13 Étant donné l’ampleur des flux d’investissement vers le secteur non exportateur, les secteurs exportateurs de ces pays auraient dû réaliser des surperformances marquées pour parvenir à équilibrer offre et demande. Cela dans un contexte de forte concurrence internationale, en particulier dans des industries dans lesquels ces pays sont spécialisés, et en devant surmonter le handicap d’une demande relativement faible adressée par le reste de la zone euro.
14 Les investisseurs étrangers pouvaient anticiper des gains réels d’autant plus importants que l’inflation restait modérée dans les pays du Nord de la zone euro.

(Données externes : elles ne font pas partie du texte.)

PR #3362, opened 2026-06-29
feat(automation): add date reminder ledger retention

zensgit:
## Summary

Adds bounded retention for the `schedule.date_field` idempotency ledger:

- fixes the v1 retention choice at 365 days;
- ages `meta_automation_date_reminder_fires` by `fired_at` rather than `occurrence_ts`;
- exposes `AutomationService.sweepDateReminderLedger()` as an ops/test seam;
- runs a best-effort once-per-day opportunistic sweep from active date-reminder scans, without adding a new scheduler;
- updates the original date-reminder docs and migration comment so they no longer claim ledger retention is unbuilt.

At-most-once delivery and the `(rule_id, record_id, occurrence_ts)` dedupe key are unchanged.

## Verification

Local:

- `pnpm -C packages/core-backend exec vitest run src/multitable/automation-date-reminder.test.ts --reporter=dot` → 23/23
- `pnpm --filter @metasheet/core-backend type-check` → clean
- `git diff --check HEAD~1..HEAD` → clean

Real-DB:

- Added `DR-RET` to `tests/integration/multitable-date-reminder-trigger.test.ts`: inserts old and recent ledger rows, runs the sweep, and proves only the old `fired_at` row is removed.
- Local dev Postgres could not run the suite because this checkout's local 5435 DB is not migrated to `meta_bases` (the migration chain stops on an older approval migration). CI's DB lane is the required proof for this case.

### DIFF
--- a/docs/design/multitable-date-reminder-ledger-retention-design-lock-20260629.md
+++ b/docs/design/multitable-date-reminder-ledger-retention-design-lock-20260629.md
@@ -1,0 +1,35 @@
+# Multitable date-reminder ledger retention — design lock (2026-06-29)
+
+> Status: RATIFIED + BUILT in this slice. Owner chose the 365-day retention default for the
+> `schedule.date_field` idempotency ledger.
+
+## 1. Problem
+
+`meta_automation_date_reminder_fires` is the claim ledger that gives date reminders their at-most-once
+property. Each fired occurrence writes `(rule_id, record_id, occurrence_ts)` before executing the automation,
+and later scans skip duplicates by the primary key. Rule deletion cascades ledger rows, but a long-lived active
+rule can accumulate rows forever.
+
+## 2. Decision
+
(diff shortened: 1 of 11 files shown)


zensgit:
Addressed the review P2 in `f0df0d609`: added a new migration `zzzz20260628120200_add_date_reminder_fires_fired_at_index` creating `idx_date_reminder_fires_fired_at`, and updated the design/dev docs to state the retention sweep is backed by that index. This is intentionally a new migration, not an edit to the shipped table migration DDL.\n\nLeft the P3 batching note as a follow-up boundary: the daily cadence keeps backlog risk low, and batching can be added separately if retention sweeps ever need chunking under large accumulated ledgers.\n\nRe-verified after rebase: pure date-reminder unit 23/23, backend type-check clean, diff whitespace clean.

15 Si la progression des exportations n’apparaît pas conditionnée au rétablissement de la compétitivité-coût, elle bénéficierait certainement d’une baisse des CUT notamment obtenue par des gains de productivité. Par ailleurs, la baisse des salaires en détruisant de la demande intérieure peut participer grandement au rétablissement des comptes courants des pays en crise dans la zone euro, mais cela avec un coût économique et social élevé.